Problem to work on: Every entry in the data below needs to be repeated exactly.

Data to use:

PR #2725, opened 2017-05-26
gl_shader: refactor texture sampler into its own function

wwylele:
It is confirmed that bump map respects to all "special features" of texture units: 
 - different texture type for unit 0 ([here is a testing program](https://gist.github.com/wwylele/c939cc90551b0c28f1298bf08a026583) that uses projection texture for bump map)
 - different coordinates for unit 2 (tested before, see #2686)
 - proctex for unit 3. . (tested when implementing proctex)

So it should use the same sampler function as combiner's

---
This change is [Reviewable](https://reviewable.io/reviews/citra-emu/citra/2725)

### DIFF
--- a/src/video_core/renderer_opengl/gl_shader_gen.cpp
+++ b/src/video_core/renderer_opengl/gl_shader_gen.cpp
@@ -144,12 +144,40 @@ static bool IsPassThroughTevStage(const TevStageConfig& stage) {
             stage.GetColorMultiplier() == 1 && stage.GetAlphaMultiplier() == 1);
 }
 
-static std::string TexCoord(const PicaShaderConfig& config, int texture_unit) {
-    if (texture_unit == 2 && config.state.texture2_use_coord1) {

Task solution:
PR #2725, opened 2017-05-26
gl_shader: refactor texture sampler into its own function

wwylele:
It is confirmed that bump map respects to all "special features" of texture units: 
 - different texture type for unit 0 ([here is a testing program](https://gist.github.com/wwylele/c939cc90551b0c28f1298bf08a026583) that uses projection texture for bump map)
 - different coordinates for unit 2 (tested before, see #2686)
 - proctex for unit 3. . (tested when implementing proctex)

So it should use the same sampler function as combiner's

---
This change is [Reviewable](https://reviewable.io/reviews/citra-emu/citra/2725)

### DIFF
--- a/src/video_core/renderer_opengl/gl_shader_gen.cpp
+++ b/src/video_core/renderer_opengl/gl_shader_gen.cpp
@@ -144,12 +144,40 @@ static bool IsPassThroughTevStage(const TevStageConfig& stage) {
             stage.GetColorMultiplier() == 1 && stage.GetAlphaMultiplier() == 1);
 }
 
-static std::string TexCoord(const PicaShaderConfig& config, int texture_unit) {
-    if (texture_unit == 2 && config.state.texture2_use_coord1) {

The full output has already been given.